(EXTRACTED INFORMATION begins)

PR #304, opened 2016-09-23
power: allow using atlases

Rainrider:
Another attempt on #286 

~~**Issues:**~~
~~I was not able to unset the atlas once it was set, despite following [blizzard's code](https://github.com/Gethe/wow-ui-source/blob/live/FrameXML/UnitFrame.lua#L486-L498). Also tried `power:SetStatusBarAtlas(nil)` which made `power:GetStatusBarAtlas()` return nil but it didn't change anything (btw `power:SetStatusBarAtlas()` errors, nil is required like in `:SetTexture`). So I must be missing something here, but don't know what.~~
~~To reproduce:~~
  1. ~~set `Power.useAtlas` to true for the target frame in your layout~~
  2. ~~create a demon hunter~~
  3. ~~target yourself and then switch target to a normal mob (with a power resource not using an atlas)~~

**Limitations:**
All the coloring options in the power element could not be applied to atlases as the results depend on the color of the atlas.

**Notes:**
Atlases could be actually handled by the layout. To better support that we could just pass `ptoken` and `ptype` to PostUpdate and copy atlas information to the oUF.colors.power. ~~However the issue with unsetting the atlas remains.~~

### DIFF
--- a/elements/power.lua
+++ b/elements/power.lua
@@ -71,12 +71,12 @@
    Power:SetPoint('BOTTOM')
    Power:SetPoint('LEFT')
    Power:SetPoint('RIGHT')
-   
+
    -- Add a background
    local Background = Power:CreateTexture(nil, 'BACKGROUND')
    Background:SetAllPoints(Power)
    Background:SetTexture(1, 1, 1, .5)
-   
+
    -- Options
    Power.frequentUpdates = true
    Power.colorTapping = true
@@ -84,10 +84,10 @@
    Power.colorPower = true
    Power.colorClass = true
    Power.colorReaction = true
-   
+
    -- Make the background darker.
    Background.multiplier = .5
-   
+
    -- Register it with oUF
    self.Power = Power
    self.Power.bg = Background
--- a/elements/power.lua
+++ b/elements/power.lua
@@ -208,7 +208,7 @@ local Update = function(self, event, unit)
 	end
 
 	t = self.colors.power[ptoken or ptype]
-	local atlas = power.atlas or t.atlas
+	local atlas = power.atlas or (t and t.atlas)
 	if(power.useAtlas and atlas and displayType ~= ALTERNATE_POWER_INDEX) then
 		power:SetStatusBarAtlas(atlas)
 		power:SetStatusBarColor(1, 1, 1)
@@ -216,7 +216,7 @@ local Update = function(self, event, unit)
 			t = disconnected and self.colors.disconnected or self.colors.tapped
 			power:GetStatusBarTexture():SetDesaturated(disconnected or tapped)
 		end
-		if(b) then
+		if(t and b) then
 			r, g, b = t[1], t[2], t[3]
 		end
 	else
--- a/elements/power.lua
+++ b/elements/power.lua
@@ -21,6 +21,10 @@
  .displayAltPower   - Use this to let the widget display alternate power if the
                       unit has one. If no alternate power the display will fall
                       back to primary power.
+ .useAtlas          - Use this to let the widget use an atlas for its texture if
+                      `.atlas` is defined on the widget or an atlas is present in
+                      `self.colors.power` for the appropriate power type.
+ .atlas             - A custom atlas
 
  The following options are listed by priority. The first check that returns
  true decides the color of the bar.
@@ -108,7 +112,7 @@ for power, color in next, PowerBarColor do
 				oUF.colors.power[power][index] = {color.r, color.g, color.b}
 			end
 		else
-			oUF.colors.power[power] = {color.r, color.g, color.b}
+			oUF.colors.power[power] = {color.r, color.g, color.b, atlas = color.atlas}
 		end
 	end
 end
@@ -150,6 +154,7 @@ local Update = function(self, event, unit)
 	end
 	local cur, max = UnitPower(unit, displayType), UnitPowerMax(unit, displayType)
 	local disconnected = not UnitIsConnected(unit)
+	local tapped = not UnitPlayerControlled(unit) and UnitIsTapDenied(unit)
 	power:SetMinMaxValues(min or 0, max)
 
 	if(disconnected) then
@@ -159,7 +164,9 @@ local Update = function(self, event, unit)
 	end
 
 	power.disconnected = disconnected
+	power.tapped = tapped
 
+	local ptype, ptoken, altR, altG, altB = UnitPowerType(unit)
 	local r, g, b, t
 
 	if(power.colorTapping and not UnitPlayerControlled(unit) and UnitIsTapDenied(unit)) then
@@ -169,8 +176,6 @@ local Update = function(self, event, unit)
 	elseif(displayType == ALTERNATE_POWER_INDEX and power.altPowerColor) then
 		t = power.altPowerColor
 	elseif(power.colorPower) then
-		local ptype, ptoken, altR, altG, altB = UnitPowerType(unit)
-
 		t = self.colors.power[ptoken]
 		if(not t) then
 			if(power.GetAlternativeColor) then
@@ -194,7 +199,7 @@ local Update = function(self, event, unit)
 	elseif(power.colorReaction and UnitReaction(unit, 'player')) then
 		t = self.colors.reaction[UnitReaction(unit, "player")]
 	elseif(power.colorSmooth) then
-        local adjust = 0 - (min or 0)
+		local adjust = 0 - (min or 0)
 		r, g, b = self.ColorGradient(cur + adjust, max + adjust, unpack(power.smoothGradient or self.colors.smooth))
 	end
 
@@ -202,18 +207,33 @@ local Update = function(self, event, unit)
 		r, g, b = t[1], t[2], t[3]
 	end
 
-	if(b) then
-		power:SetStatusBarColor(r, g, b)
-
-		local bg = power.bg
-		if(bg) then
-			local mu = bg.multiplier or 1
-			bg:SetVertexColor(r * mu, g * mu, b * mu)
+	t = self.colors.power[ptoken or ptype]
+	local atlas = power.atlas or t.atlas
+	if(power.useAtlas and atlas and displayType ~= ALTERNATE_POWER_INDEX) then
+		power:SetStatusBarAtlas(atlas)
+		power:SetStatusBarColor(1, 1, 1)
+		if(power.colorTapping or power.colorDisconnected) then
+			t = disconnected and self.colors.disconnected or self.colors.tapped
+			power:GetStatusBarTexture():SetDesaturated(disconnected or tapped)
+		end
+		if(b) then
+			r, g, b = t[1], t[2], t[3]
+		end
+	else
+		power:SetStatusBarTexture(power.texture)
+		if(b) then
+			power:SetStatusBarColor(r, g, b)
 		end
 	end
 
+	local bg = power.bg
+	if(bg and b) then
+		local mu = bg.multiplier or 1
+		bg:SetVertexColor(r * mu, g * mu, b * mu)
+	end
+
 	if(power.PostUpdate) then
-		return power:PostUpdate(unit, cur, max, min)
+		return power:PostUpdate(unit, cur, max, min, ptoken, ptype)
 	end
 end
 
@@ -246,8 +266,9 @@ local Enable = function(self, unit)
 		-- For tapping.
 		self:RegisterEvent('UNIT_FACTION', Path)
 
-		if(power:IsObjectType'StatusBar' and not power:GetStatusBarTexture()) then
-			power:SetStatusBarTexture[[Interface\TargetingFrame\UI-StatusBar]]
+		if(power:IsObjectType'StatusBar') then
+			power.texture = power:GetStatusBarTexture() and power:GetStatusBarTexture():GetTexture() or [[Interface\TargetingFrame\UI-StatusBar]]
+			power:SetStatusBarTexture(power.texture)
 		end
 
 		return true


ls-:
IIRC, you don't really need to unset the atlas, cuz :SetTexture and :SetAtlas are mutually exclusive...

Rainrider:
> P.S. Tested, works fine 👍

You mean you didn't have the issue from above?

Rainrider:
I force pushed a change to update the background texture too if present. Maybe that was causing the issue for me - it is now gone.

If you like it as it is I will update the documentation and then it could be merged. Or we offload it to the layout, which would keep the element code simpler.

elements/power.lua
```diff
@@ -160,58 +161,72 @@ local Update = function(self, event, unit)
...
 			end
+		elseif(power.colorClass and UnitIsPlayer(unit)) or
+			(power.colorClassNPC and not UnitIsPlayer(unit)) or
+			(power.colorClassPet and UnitPlayerControlled(unit) and not UnitIsPlayer(unit)) then
+			local _, class = UnitClass(unit)
+			t = self.colors.class[class]
+		elseif(power.colorReaction and UnitReaction(unit, 'player')) then
+			t = self.colors.reaction[UnitReaction(unit, "player")]
+		elseif(power.colorSmooth) then
+	        local adjust = 0 - (min or 0)
```
p3lim: Mixed indenting

elements/power.lua
```diff
@@ -160,58 +161,72 @@ local Update = function(self, event, unit)
...
+	local ptype, ptoken, altR, altG, altB = UnitPowerType(unit)
+	local t = self.colors.power[ptoken]
+	local r, g, b
+	local atlas = power.atlas or t.atlas
+	local bg = power.bg
+
+	if(power.useAtlas and atlas and displayType ~= ALTERNATE_POWER_INDEX) then
+		r, g, b = t[1], t[2], t[3]
+		power:SetStatusBarAtlas(atlas)
+		power:SetStatusBarColor(1, 1, 1)
```
p3lim: Is this necessary? Haven't tested this myself, just wondering.

elements/power.lua
```diff
@@ -246,8 +261,13 @@ local Enable = function(self, unit)
...
 
-		if(power:IsObjectType'StatusBar' and not power:GetStatusBarTexture()) then
-			power:SetStatusBarTexture[[Interface\TargetingFrame\UI-StatusBar]]
+		if(power:IsObjectType'StatusBar') then
+			power.texture = power:GetStatusBarTexture() and power:GetStatusBarTexture():GetTexture() or [[Interface\TargetingFrame\UI-StatusBar]]
+			power:SetStatusBarTexture(power.texture)
+		end
+		
+		if(power.bg) then
+			power.bg.texture = power.bg:GetTexture()
```
p3lim: Backgrounds don't always contain a texture, can be a texture color.

elements/power.lua
```diff
@@ -160,58 +161,72 @@ local Update = function(self, event, unit)
...
+	local bg = power.bg
+
+	if(power.useAtlas and atlas and displayType ~= ALTERNATE_POWER_INDEX) then
+		r, g, b = t[1], t[2], t[3]
+		power:SetStatusBarAtlas(atlas)
+		power:SetStatusBarColor(1, 1, 1)
+		power:GetStatusBarTexture():SetDesaturated(disconnected or tapped)
+
+		if(bg) then
+			bg:SetAtlas(atlas)
```
p3lim: This conflicts with the following block at lines 225-228:
```Lua
if(bg) then
	local mu = bg.multiplier or 1
	bg:SetVertexColor(r * mu, g * mu, b * mu)
end
```

elements/power.lua
ls-: Yeah, you can change atlas' colour, cuz it's a texture. However, instead of `t[1], ...` values, I'd use `0.5`, this way bg texture would look like a darkened version of fg (atlas). 

TBH, I wouldn't set atlas for bg texture at all. There might be some fancy texture, some half-transparent texture, or even half-transparent colour. I'd simply set its vertex colour to 0.5s.

elements/power.lua
ls-: It doesn't. Atlas is a texture, and bg should differ from fg.

elements/power.lua
Rainrider: Actually I've tried not using atlas for the background and I use 0.5 for the multiplier. It was hard to see the power bar fill with some atlases. Because of that I would rather let the layout decide on the multiplier value since they could react if the contrast is not good enough.

I liked the atlas on the background actually, I could make it optional though.

I would rather not copy coloring code to the atlas section. If the layout prefers to use an atlas I suppose they like the default texture colors. They could also supply a custom atlas through `power.atlas`, alter `oUF.colors.power` or use PostUpdate if they need coloring for some reason.

elements/power.lua
Rainrider: I made an upsi here 😊

elements/power.lua
Rainrider: Valid. Will look into it.

p3lim: Should probably be looked into in other elements, but that's for another time (and PR).

elements/power.lua
p3lim: :+1:

elements/power.lua
Rainrider: `:SetColorTexture(1, 1, 1)` would make `:GetTexture()` return "Color-ffffffff"
`:SetColorTexture(1, 0, 0)` -> "Color-ff00ff"
`:SetColorTexture(0.5, 0, 0)` -> "Color-8000ff"
`SetColorTexture(0.6, 0, 0)` -> "Color-9900ff"
`SetColorTexture(0.01, 0, 0)` -> "Color-300ff"

It will be challenging to extract the color from that

elements/power.lua
Rainrider: Oh, got you wrong on the copying thing. You mean what if ptoken is nil, right? If `power.atlas` is non-nil, it will error. Could use ptype as a fail-safe then, don't know if this is optimal though.

ls-: Hope we aren't talking about `bg.multiplier` now 😁 

Anyways, here's my test setup:
```Lua
self:SetSize(238, 24)

local power = CreateFrame("StatusBar", nil, self)
power:SetAllPoints()
power:SetStatusBarTexture("Interface\\BUTTONS\\WHITE8X8")
power.colorPower = true
power.frequentUpdates = true
-- power.useAtlas = true

local bg = power:CreateTexture(nil, 'BACKGROUND')
bg:SetAllPoints(power)
bg:SetColorTexture(1, 1, 1, .4)
power.bg = bg

self.Power = power
```
Your current implementation breaks it at [#L118](https://github.com/oUF-wow/oUF/blob/cac1dec131163035591751ee3be2075e062ccb5c/elements/power.lua#L181), cuz `power.bg.texture` is `Color-ffffff80`, so I commented out that bg texture reset.

That's how it looks like:

image

Then I enabled atlas:
image

As you can see, cuz `bg.multiplier` is 1, there's nearly no difference between fg and bg textures.

Then I removed `bg:SetAtlas(atlas)` thingy:
image

Better, and you don't need to worry about bg being a texture or color-texture 😁 But `t` may be `nil`, that's why I suggested copying that block from [#L190-L203](https://github.com/oUF-wow/oUF/blob/cac1dec131163035591751ee3be2075e062ccb5c/elements/power.lua#L190-L203). But code duplication sucks, mb reimplement that block as `ResolvePowerColor` function? 😒 

Or you could replace `r, g, b = t[1], t[2], t[3]` with `r, g, b = 0, 0, 0`:
image

This way you don't need to worry about anything.

elements/power.lua
```diff
@@ -160,33 +164,30 @@ local Update = function(self, event, unit)
 	end
 
 	power.disconnected = disconnected
-
+	power.tapped = tapped
+	
 	local ptype, ptoken, altR, altG, altB = UnitPowerType(unit)
-	local t = self.colors.power[ptoken]
+	local t = self.colors.power[ptoken or ptype or 'MANA']
```
ls-: TBH, I'd leave it as `local t = self.colors.power[ptoken]`

Rainrider:
I hope I addressed everything. 

  - No more atlas for bg because of how textures work when `:SetColorTexture` is used.
  - Updated the documentation.
  - Use `ptype` or `'MANA'` as a fail-safe for the color for atlases.
  - Honor `.colorDisconnected` and `.colorTapped` before desaturating the status bar for atlases.
  - Pass `ptoken` and `ptype` to PostUpdate.
  - Add `.tapped` to the widget.
  - Fix mixed indentation.

Further, this is what I use in PostUpdate since I like atlas for bg:
```lua
local atlas = Power:GetStatusBarAtlas()
if (atlas) then
	Power.bg:SetAtlas(atlas)
	Power.bg:SetDesaturated(Power.disconnected or Power.tapped)
else
	Power.bg:SetTexture(ns.media.TEXTURE)
end
```

If you approve, I'll squash both commits and merge in master.

elements/power.lua
```diff
@@ -160,33 +164,30 @@ local Update = function(self, event, unit)
...
-		if(bg) then bg:SetTexture(bg.texture) end
-
 		if(power.colorTapping and tapped) then
 			t = self.colors.tapped
 		elseif(power.colorDisconnected and disconnected) then
 			t = self.colors.disconnected
 		elseif(displayType == ALTERNATE_POWER_INDEX and power.altPowerColor) then
 			t = power.altPowerColor
 		elseif(power.colorPower) then
+			t = self.colors.power[ptoken]
```
ls-: and remove this line here.

IMHO, It'd look better and more consistent this way😁 But that's just my preference, you may ignore it.

elements/power.lua
```diff
@@ -160,33 +164,30 @@ local Update = function(self, event, unit)
...
 	local ptype, ptoken, altR, altG, altB = UnitPowerType(unit)
-	local t = self.colors.power[ptoken]
+	local t = self.colors.power[ptoken or ptype or 'MANA']
 	local r, g, b
 	local atlas = power.atlas or t.atlas
-	local bg = power.bg
-
+	
 	if(power.useAtlas and atlas and displayType ~= ALTERNATE_POWER_INDEX) then
 		r, g, b = t[1], t[2], t[3]
```
ls-: but add `t = t or self.colors.power[ptype or 'MANA']` here

Sticklord:
There's a fault here, if no color option is set for the bar, it will fallback to this:

local t = self.colors.power[ptoken or ptype or 'MANA']

Which mean you can't set a custom color for the bar without Power:Override() or some other hack.

ls-:
@Sticklord, just to make things clear and avoid confusion. Are you talking about `.colorClass`, etc options now?

Sticklord:
Yeah those, it was how the power element was working before. For example inserting `t = nil` on line 182 would fix this.

ls-:
K. I guess, there's some kind of misunderstanding here. In this case we recolour only `bg` texture, and, IMHO, it should be coloured according to power type, cuz atlases are predefined textures, and their colour always represents power type.

elements/power.lua
```diff
@@ -159,61 +164,73 @@ local Update = function(self, event, unit)
...
-			if(power.GetAlternativeColor) then
-				r, g, b = power:GetAlternativeColor(unit, ptype, ptoken, altR, altG, altB)
-			elseif(altR) then
-				-- As of 7.0.3, altR, altG, altB may be in 0-1 or 0-255 range.
-				if(altR > 1) or (altG > 1) or (altB > 1) then
-					r, g, b = altR / 255, altG / 255, altB / 255
+	power.tapped = tapped
+	
+	local ptype, ptoken, altR, altG, altB = UnitPowerType(unit)
+	local t = self.colors.power[ptoken or ptype or 'MANA']
```
Sticklord: Before, "t" did not get assigned any value.

Sticklord: You set t to a color before the checks which makes certain options invalid.

elements/power.lua
```diff
@@ -159,61 +164,73 @@ local Update = function(self, event, unit)
...
-		r, g, b = self.ColorGradient(cur + adjust, max + adjust, unpack(power.smoothGradient or self.colors.smooth))
-	end
 
-	if(t) then
-		r, g, b = t[1], t[2], t[3]
-	end
-
-	if(b) then
-		power:SetStatusBarColor(r, g, b)
+		if(t) then
```
Sticklord: Because t already exist.

Sticklord:
Sorry it's a mess, first time using that, but hope you understand.

ls-:
@Sticklord, haha, its fine, I already requested said changes [here](https://github.com/oUF-wow/oUF/pull/304#pullrequestreview-1435125) 😁 

But you gave us another reason to fix that part.

Sticklord:
Oh shit, yeah guess I'm the one that need sleep the most:P

ls-:
I updated my review, and included your suggestions 😁 

P.S. Good night, I need to sleep badly 😪

elements/power.lua
Rainrider: The order of preference for the color if `.colorPower` is set is:
  1. `ptoken`
  2. `power.GetAlternativeColor`
  3. `altR, altG, altB`
  4. `ptype`

The order of preference for atlas is `ptoken`, `ptype`, or `'MANA'`.

Because of this I had to reset the color table here, I wanted to keep the current behavior for that option.

elements/power.lua
Rainrider: Or change line 217 from:
`if(t) then`
to
`if(t and nor r) then`
This should cover Sticklord's concern, which is valid, I missed that one.

Rainrider:
To sum it up:
The concern about not being able to use .colorSmooth is valid, I'll address that.
The point for .colorPower is not. Except for the call to `UnitPowerType`, which just moved a scope up, it is all like it was.

elements/power.lua
ls-: Damn, I guess, I was way too tired, when I was editing first two comments yesterday.

We do need `t` beforehand, cuz we also need `t.atlas`, otherwise `.useAtlas` won't work in most cases T_T

Yeah, I stand corrected on this one 😒🔫

Sticklord:
Sorry to be a pain in the ass, but this don't address the issue when you do NOT specify any color option for the bar (colorClass, colorPower etc), that is when you do not want the Power element to apply a color to the bar.

Rainrider:
@Sticklord it's ok. I'll figure something out as we need to prevent coloring of .bg in that case too. Introducing a `.noColor` option would make things easier here I suppose, but this would require a change in layouts, which we probably want to avoid.

ls-:
Hey, that's me again, however, this time I'm not tired at all 😆

[Here's my solution](https://gist.github.com/ls-/ff0e1b2568b44f9414cdf03eb9e744c3).

Same test setup as before.
```Lua
local power = CreateFrame("StatusBar", nil, self)
power:SetAllPoints()
power:SetStatusBarTexture("Interface\\BUTTONS\\WHITE8X8")
power.colorPower = true
power.frequentUpdates = true
power.useAtlas = true

local bg = power:CreateTexture(nil, 'BACKGROUND')
bg:SetAllPoints(power)
bg:SetColorTexture(1, 1, 1, .4)
bg.multiplier = 0.2
power.bg = bg

self.Power = power
```

With `.powerColor = true`:
image

With no options at all:
image

I swapped few blocks around. This way widget resolves colour first, and then it decides between using atlas or normal texture. Colour's applied, if there's one.

Rainrider:
@ls- set `.colorSmooth` and `.useAtlas` to true and see what happens with the .bg

ls-:
@Rainrider,
pp_test

Rainrider:
This depends on `self.colors.smooth` then. My point is that this way the background colors differs from the  atlas.

ls-:
@Rainrider, but this way it respects settings, that's what @Sticklord asked for.

Anyway, we can check for `b` in atlas-block [here](https://gist.github.com/ls-/ff0e1b2568b44f9414cdf03eb9e744c3#file-test-lua-L49), and override `r, g, b`, if `b` isn't `nil`:
```Lua
if(b) then
	r, g, b = t[1], t[2], t[3]
end
```
otherwise we let it be as it's, so it won't be coloured.

ls-:
Here's my result:
image

No options and `.colorSmooth` respectively.

Rainrider:
For tapped or disconnected we probably don't want to overwrite the bg color for atlas.

ls-:
@Rainrider, well, you can remove [tapped/disconnected part](https://gist.github.com/ls-/ff0e1b2568b44f9414cdf03eb9e744c3#file-test-lua-L48), if you don't like it. I added it, cuz, IMHO, coloured bg and desaturated atlas look quite meh together...

As for "doing colour stuff for nothing". I don't see any problem there, cuz it's not for nothing, since A) atlas might not be there, and we'll use `r, g, b` to colour power bar's texture; B) it lets us know that some options are active, so we need to overwrite colours; C) if we decide not to do B part, it'll be used to colour bg.

ls-:
Here's diff between power.lua in master and mine:
```diff
diff --git a/elements/power.lua b/elements/power.lua
index c304d2b..79e66cb 100644
--- a/elements/power.lua
+++ b/elements/power.lua
@@ -108,7 +108,7 @@ for power, color in next, PowerBarColor do
 				oUF.colors.power[power][index] = {color.r, color.g, color.b}
 			end
 		else
-			oUF.colors.power[power] = {color.r, color.g, color.b}
+			oUF.colors.power[power] = {color.r, color.g, color.b, atlas = color.atlas}
 		end
 	end
 end
@@ -150,6 +150,7 @@ local Update = function(self, event, unit)
 	end
 	local cur, max = UnitPower(unit, displayType), UnitPowerMax(unit, displayType)
 	local disconnected = not UnitIsConnected(unit)
+	local tapped = not UnitPlayerControlled(unit) and UnitIsTapDenied(unit)
 	power:SetMinMaxValues(min or 0, max)
 
 	if(disconnected) then
@@ -159,7 +160,9 @@ local Update = function(self, event, unit)
 	end
 
 	power.disconnected = disconnected
+	power.tapped = tapped
 
+	local ptype, ptoken, altR, altG, altB = UnitPowerType(unit)
 	local r, g, b, t
 
 	if(power.colorTapping and not UnitPlayerControlled(unit) and UnitIsTapDenied(unit)) then
@@ -169,8 +172,6 @@ local Update = function(self, event, unit)
 	elseif(displayType == ALTERNATE_POWER_INDEX and power.altPowerColor) then
 		t = power.altPowerColor
 	elseif(power.colorPower) then
-		local ptype, ptoken, altR, altG, altB = UnitPowerType(unit)
-
 		t = self.colors.power[ptoken]
 		if(not t) then
 			if(power.GetAlternativeColor) then
@@ -194,7 +195,7 @@ local Update = function(self, event, unit)
 	elseif(power.colorReaction and UnitReaction(unit, 'player')) then
 		t = self.colors.reaction[UnitReaction(unit, "player")]
 	elseif(power.colorSmooth) then
-        local adjust = 0 - (min or 0)
+		local adjust = 0 - (min or 0)
 		r, g, b = self.ColorGradient(cur + adjust, max + adjust, unpack(power.smoothGradient or self.colors.smooth))
 	end
 
@@ -202,18 +203,33 @@ local Update = function(self, event, unit)
 		r, g, b = t[1], t[2], t[3]
 	end
 
-	if(b) then
-		power:SetStatusBarColor(r, g, b)
-
-		local bg = power.bg
-		if(bg) then
-			local mu = bg.multiplier or 1
-			bg:SetVertexColor(r * mu, g * mu, b * mu)
+	t = self.colors.power[ptoken or ptype]
+	local atlas = power.atlas or t.atlas
+	if(power.useAtlas and atlas and displayType ~= ALTERNATE_POWER_INDEX) then
+		power:SetStatusBarAtlas(atlas)
+		power:SetStatusBarColor(1, 1, 1)
+		if(power.colorTapping or power.colorDisconnected) then
+			power:GetStatusBarTexture():SetDesaturated(disconnected or tapped)
 		end
+		-- overwrite r, g, b, if there's some other colour
+		if(b) then
+			r, g, b = t[1], t[2], t[3]
+		end
+	else
+		power:SetStatusBarTexture(power.texture)
+		if(b) then
+			power:SetStatusBarColor(r, g, b)
+		end
+	end
+
+	local bg = power.bg
+	if(bg and b) then
+		local mu = bg.multiplier or 1
+		bg:SetVertexColor(r * mu, g * mu, b * mu)
 	end
 
 	if(power.PostUpdate) then
-		return power:PostUpdate(unit, cur, max, min)
+		return power:PostUpdate(unit, cur, max, min, ptoken, ptype)
 	end
 end
 
@@ -246,8 +262,9 @@ local Enable = function(self, unit)
 		-- For tapping.
 		self:RegisterEvent('UNIT_FACTION', Path)
 
-		if(power:IsObjectType'StatusBar' and not power:GetStatusBarTexture()) then
-			power:SetStatusBarTexture[[Interface\TargetingFrame\UI-StatusBar]]
+		if(power:IsObjectType'StatusBar') then
+			power.texture = power:GetStatusBarTexture() and power:GetStatusBarTexture():GetTexture() or [[Interface\TargetingFrame\UI-StatusBar]]
+			power:SetStatusBarTexture(power.texture)
 		end
 
 		return true
```

Rainrider:
Sorry Val, I missed line 48 in your code somehow. It's fine with me then, I don't have a better solution.

Would you mind pushing your changes to the branch here, I can squash and merge then if @p3lim has no objections.

ls-:
I hope I didn't miss anything 😒🔫

Rainrider:
Squashed and force pushed for a clean history. Pending approval :)

ls-:
@Rainrider, you'll have to squash one more time, forgot to fix one thingy T_T

p3lim:
Squash and merge at your own disposal, all looks good with the last few commits.

Rainrider:
Apparently the trailing white space are needed for haste's documentation tool

ls-:
TBH, at this point they're way too inconsistent... Many files don't have them anymore.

(EXTRACTED INFORMATION ends)

EXERCISE DETAILS
Look through the entries above for the word "worry". Say how many lines contain it, using only a number.

SOLUTION
2